The chill of crypto winter showed little sign of abating this week.
On Monday, Singaporean exchange Hodlnaut joined fellow lenders Vauld and Celsius and Singaporean exchange Zipmex on the list of crypto companies that have suspended customer withdrawals due to “recent market conditions.”
Most of these rallies are due to Eth seeing an uptick due to the merge & the rest are due to an altcoin season happening when Bitcoin moves sideways.
The blockchain industry showed some surprising resilience in July, which may point to a period of greater fundamental support for the crypto space overall in the short term. In looking at a wide variety of indicators, including Bitcoin’s (BTC) price action, open interest on Ether (ETH) and activity in GameFi, there are some strong signals to suggest that a bullish sentiment is returning to this space.
Bitcoin closed July up 16.6% since the start of the month, a gain not seen since October 2021. BTC continues to range with a level of resistance around $24,000; however, the repeated approach and rejection are likely to break at some point if factors change, such as positive economic growth reports from the United States and elsewhere.

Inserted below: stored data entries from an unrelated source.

PR #846, opened 2024-03-19
Automatic Cleanup of Orphaned Pods

scme0:
# Background

#project-k8s-agent

[sc-73516]

Sometimes a script pod gets orphaned, where for what ever reason server doesn't care about it anymore so it gets left in a completed or failed state, but it never gets cleaned up.

# Results

I've created a new task which creates a new task which checks for orphaned pods every 10 minutes. A pod is considered orphaned if it's in a non-running state, and has not received an update within 10 minutes.

When `OCTOPUS__K8STENTACLE__DISABLEAUTOPODCLEANUP` is `true`, orphaned pods are not deleted, but we log a verbose message saying we are not deleting the pod.

# How to review this PR

Quality :heavy_check_mark:

# Pre-requisites

### DIFF
--- a/source/Octopus.Tentacle/Commands/RunAgentCommand.cs
+++ b/source/Octopus.Tentacle/Commands/RunAgentCommand.cs
@@ -28,6 +28,7 @@ namespace Octopus.Tentacle.Commands
         readonly Lazy<IProxyInitializer> proxyInitializer;
         readonly Lazy<IWorkspaceCleanerTask> workspaceCleanerTask;
         readonly Lazy<IKubernetesPodMonitorTask> kubernetesPodMonitorTask;
+        readonly Lazy<IKubernetesOrphanedPodCleanerTask> kubernetesOrphanedPodCleanerTask;
 
         readonly ISleep sleep;
         readonly ISystemLog log;
@@ -37,7 +38,6 @@ namespace Octopus.Tentacle.Commands
         int wait;
         bool halibutHasStarted;
         bool workspaceCleanerHasStarted;
-        bool kubernetesPodMonitorHasStarted;
 
         public override bool CanRunAsService => true;
 
@@ -54,7 +54,8 @@ namespace Octopus.Tentacle.Commands
             AppVersion appVersion,
             ILogFileOnlyLogger logFileOnlyLogger,
             Lazy<IWorkspaceCleanerTask> workspaceCleanerTask,
-            Lazy<IKubernetesPodMonitorTask> kubernetesPodMonitorTask) : base(selector, log, logFileOnlyLogger)
+            Lazy<IKubernetesPodMonitorTask> kubernetesPodMonitorTask,
+            Lazy<IKubernetesOrphanedPodCleanerTask> kubernetesOrphanedPodCleanerTask) : base(selector, log, logFileOnlyLogger)
         {
             this.halibut = halibut;
             this.configuration = configuration;
@@ -68,6 +69,7 @@ namespace Octopus.Tentacle.Commands
             this.appVersion = appVersion;
             this.workspaceCleanerTask = workspaceCleanerTask;
             this.kubernetesPodMonitorTask = kubernetesPodMonitorTask;
+            this.kubernetesOrphanedPodCleanerTask = kubernetesOrphanedPodCleanerTask;
 
             Options.Add("wait=", "Delay (ms) before starting", arg => wait = int.Parse(arg));
             Options.Add("console", "Don't attempt to run as a service, even if the user is non-interactive", v =>
@@ -137,7 +139,7 @@ namespace Octopus.Tentacle.Commands
             if (!KubernetesConfig.ExecuteScriptsInLocalShell)
             {
                 kubernetesPodMonitorTask.Value.Start();
-                kubernetesPodMonitorHasStarted = true;
+                kubernetesOrphanedPodCleanerTask.Value.Start();
             }
 
             Runtime.WaitForUserToExit();
@@ -167,10 +169,16 @@ namespace Octopus.Tentacle.Commands
                 workspaceCleanerTask.Value.Stop();
             }
 
-            if (kubernetesPodMonitorHasStarted)
+            if (kubernetesPodMonitorTask.IsValueCreated)
             {
                 kubernetesPodMonitorTask.Value.Stop();
             }
+
+            if (kubernetesOrphanedPodCleanerTask.IsValueCreated)
+            {
+                kubernetesOrphanedPodCleanerTask.Value.Stop();
+            }
+
         }
     }
 }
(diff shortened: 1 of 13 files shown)


source/Octopus.Tentacle/Commands/RunAgentCommand.cs
```diff
@@ -167,10 +169,16 @@ protected override void Stop()
                 workspaceCleanerTask.Value.Stop();
             }
 
-            if (kubernetesPodMonitorHasStarted)
+            if (kubernetesPodMonitorTask.IsValueCreated)
             {
                 kubernetesPodMonitorTask.Value.Stop();
```
scme0, line 174: If start hasn't been called, Stop is a noop. We can just check if the Value has been created and if it has, call Stop no matter what. We really just want to avoid creating the instance at Stop time if it's not already created.

source/Octopus.Tentacle/Maintenance/WorkspaceCleanerTask.cs
```diff
@@ -2,84 +2,29 @@
...
         {
-            lock (taskLock)
-            {
-                if (cleanerTask is null) return;
-
-                try
-                {
-                    cancellationTokenSource.Cancel();
-
-                    cleanerTask.Wait();
```
scme0, line 66: I noticed this currently has an infinite wait. After the refactor, this becomes a 30s wait which I think is more reasonable.

source/Octopus.Tentacle/Kubernetes/KubernetesPodMonitor.cs
```diff
@@ -131,39 +152,68 @@ internal async Task OnNewEvent(WatchEventType type, V1Pod pod)
...
+        {
+            lookupLock.Wait();
+            try
+            {
+                return podStatusLookup.Values.ToList();
+            }
+            finally
+            {
+                lookupLock.Release();
+            }
```
APErebus, line 165: What if we made the `podStatusLookup` a `ConcurrentDictionary`? Could we avoid all the locking here?

scme0: I did that first, but `InitialLoadAsync` gets re-called every 10 mins, so we need to make sure that the OrphanedPodCleaner doesn't call in while `podStatusLookup` is being refilled with data.

APErebus (approved):
I think 10min is a good starting point. Could we make it a configurable value via an env var?

source/Octopus.Tentacle/Kubernetes/KubernetesPodMonitor.cs
APErebus: hrm, ok, we can live with this for now :)

scme0: I may have a solution that uses ConcurrentDictionary 👍 I'm just testing it.

source/Octopus.Tentacle/Kubernetes/KubernetesPodMonitor.cs
```diff
@@ -69,27 +75,35 @@ async Task UpdateLoop(CancellationToken cancellationToken)
...
 
                 log.Verbose($"Preloaded pod {pod.Name()}. {status}");
-                podStatusLookup[status.ScriptTicket] = status;
+                newStatuses[scriptTicket] = status;
             }
 
+            // Updating a reference is an atomic operation
+            // and we only add data to this dictionary
+            // in this class so this is thread safe.
+            podStatusLookup = newStatuses;
```
scme0, line 97: @APErebus I've updated the dictionary to be a `ConcurrentDictionary<>` and the main difference is that now we load up a new instance of the dictionary and just set the reference on the field. This is an atomic operation as far as I'm aware and because we don't do any updates to the dictionary outside of this class, we can be sure that no new values are added to the old podStatusLookup while we are building the new instance.

source/Octopus.Tentacle/Kubernetes/KubernetesPodMonitor.cs
```diff
@@ -103,22 +117,22 @@ internal async Task OnNewEvent(WatchEventType type, V1Pod pod)
                 {
                     case WatchEventType.Added or WatchEventType.Modified:
                     {
-                        if (!podStatusLookup.TryGetValue(scriptTicket, out var status))
-                        {
-                            status = new PodStatus(pod.GetScriptTicket());
-                            podStatusLookup[scriptTicket] = status;
-                        }
-
+                        var status = podStatusLookup.GetOrAdd(scriptTicket, st => new PodStatus(st, clock));
```
scme0, line 120: I've changed this to use an atomic method.

source/Octopus.Tentacle/Kubernetes/KubernetesPodMonitor.cs
```diff
@@ -103,22 +117,22 @@ internal async Task OnNewEvent(WatchEventType type, V1Pod pod)
...
                         log.Verbose($"Updated pod {pod.Name()} status. {status}");
 
                         break;
                     }
                     case WatchEventType.Deleted:
-                        log.Verbose($"Removed {type} pod {pod.Name()} status");
-
                         //if the pod is deleted, remove it
-                        podStatusLookup.Remove(scriptTicket);
+                        if (podStatusLookup.TryRemove(scriptTicket, out _))
```
scme0, line 128: handling a failure for Try remove by logging a warning. Any missed pods will be cleaned up at the refresh (every 10 mins).

source/Octopus.Tentacle/Kubernetes/KubernetesPodMonitor.cs
APErebus: yeah, that's a good idea 👍

APErebus (approved):
Looks good!

source/Octopus.Tentacle/Kubernetes/KubernetesConfig.cs
```diff
@@ -14,6 +14,8 @@ public static class KubernetesConfig
         // We default this to true if we can't parse the environment variable
         public static bool ExecuteScriptsInLocalShell => !bool.TryParse(Environment.GetEnvironmentVariable($"{EnvVarPrefix}__EXECUTEINLOCALSHELL"), out var executeInLocalShell) || executeInLocalShell;
         public static int PodMonitorTimeoutSeconds => int.TryParse(Environment.GetEnvironmentVariable($"{EnvVarPrefix}__PODMONITORTIMEOUT"), out var podMonitorTimeout) ? podMonitorTimeout : 10*60; //10min
+
+        public static TimeSpan PodsConsideredOrphanedAfterTimeSpan => TimeSpan.FromMinutes(int.TryParse(Environment.GetEnvironmentVariable($"{EnvVarPrefix}__PODSCONSIDEREDORPHANEDAFTERTIMESPAN"), out var podsConsideredOrphanedAfterTimeSpan) ? podsConsideredOrphanedAfterTimeSpan : 10);
```
APErebus, line 18: `PODSCONSIDEREDORPHANEDAFTERTIMESPAN` probably should be `PODSCONSIDEREDORPHANEDAFTERMINUTES`

scme0: Good call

The GameFi sector has been on a decline since the large market crash in the first half of 2022. However, July saw a 4.7% jump in new users across all of GameFi compared to June. Some highlights from this sector include the sale of digital real estate and the sale of a Genesis Land plot, which went for 550 Wrapped Ether (wETH). Nonfungible tokens (NFTs) that were part of the GameFi sector made up more than 36% of the $976 million of total NFTs value sold in July.
I think we may see a break from the chaos this summer. However, with inflation still extremely high, more CPI reports looming, & this unique recession (some indicators like growth pointing to one but others like jobs not), I dont think we are out of the woods for the economy as a whole, which means crypto isn’t safe yet either.